A 'women in prison' movie with a difference, Silent Grace sets up an intriguing premise but never gets round to doing much with it. While director Maeve Murphy should be applauded for alerting us to the way in which the contribution of female political prisoners to the Republican struggle has been marginalised in the Irish history books, her one-sided storytelling and paper-thin characterisation is less praiseworthy. In The Name Of The Mother this certainly isn't.
The year is 1980. In Armagh Women's Prison in Northern Ireland, a group of IRA political prisoners are carrying out a protest against the British government. Into this harsh world is thrown Aine (Catherine Bradley), a feckless teenager convicted of joyriding, whose cocky presence threatens to disrupt the carefully ordered hierarchies of the political wing.
Uninterested in her fellow inmates' battle and unimpressed by their dirty protest - which involves them scouring the walls with their own excrement - Aine quickly falls foul of IRA ringleader Eileen (Orla Brady), who's determined that the women under her command will be just as committed as their male counterparts.

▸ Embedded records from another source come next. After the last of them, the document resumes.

PR #52, opened 2016-03-18
Fix makeEditable for S == Boolean

Kiskae:
The previous version simply did not work when given a kotlin.Boolean type


edvin:
Thank you! I have added a test to verify that it's working now as well :) I will release a version next where this fix will be present.

PR #53, opened 2016-03-22
Make the gpg signing only happen when mvn deploy is being done

ronsmits:
I needed the `by fxml(filename)` functionality. Doing mvn install kicks of the gpg signing. Usually this is during the deploy phase


edvin:
Thanks @ronsmits - that's a better default behavior anyway :) Merged now. I'm working on a few features and will do a release next week as well.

"GENERAL AIR OF CLUMSINESS"
Based on a true story and shot on the cheap on location in Kilmainham prison, this debut feature from writer-director Murphy foregrounds the forgotten history of the female prison protests during the 1980s but fails to set the dramatic touch paper alight.

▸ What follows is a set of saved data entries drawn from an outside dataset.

PR #412, opened 2024-02-22
chore: sync next with development branch [ci skip]

SofiaMargariti:
## Purpose

This branch attempts to sync next branch with development to resolve conflicts we're getting when trying to release a new version.


dimitrycf (approved):
LGTM

those are only package.json version bumps btw. I was expecting that in case we have syncing there would be more conflicts. But if that's all there is then great! :)

PR #413, opened 2024-02-22
fix: revise built-in component thumbnail urls [ALT-459]

primeinteger:
## Purpose

Clean up old references to thumbnail URL icons for built-in components.

New component icons are being implemented in the UI code via https://github.com/contentful/user_interface/pull/19882


lilbitner (approved):
Makes sense 👍 !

Awkwardly directed, the film's hampered by a general air of clumsiness, from the oh-so-ironic use of The Clash's I Fought The Law on the soundtrack to the minimalist prison that's comprised of nothing more than ten prisoners, two guards, a warden (Conor Mullen), and kindly priest (comedian Robert Newman). A few extras might have given it the pretence of hustle and bustle, but instead it seems stilted and empty, and more suited to an experimental stage play.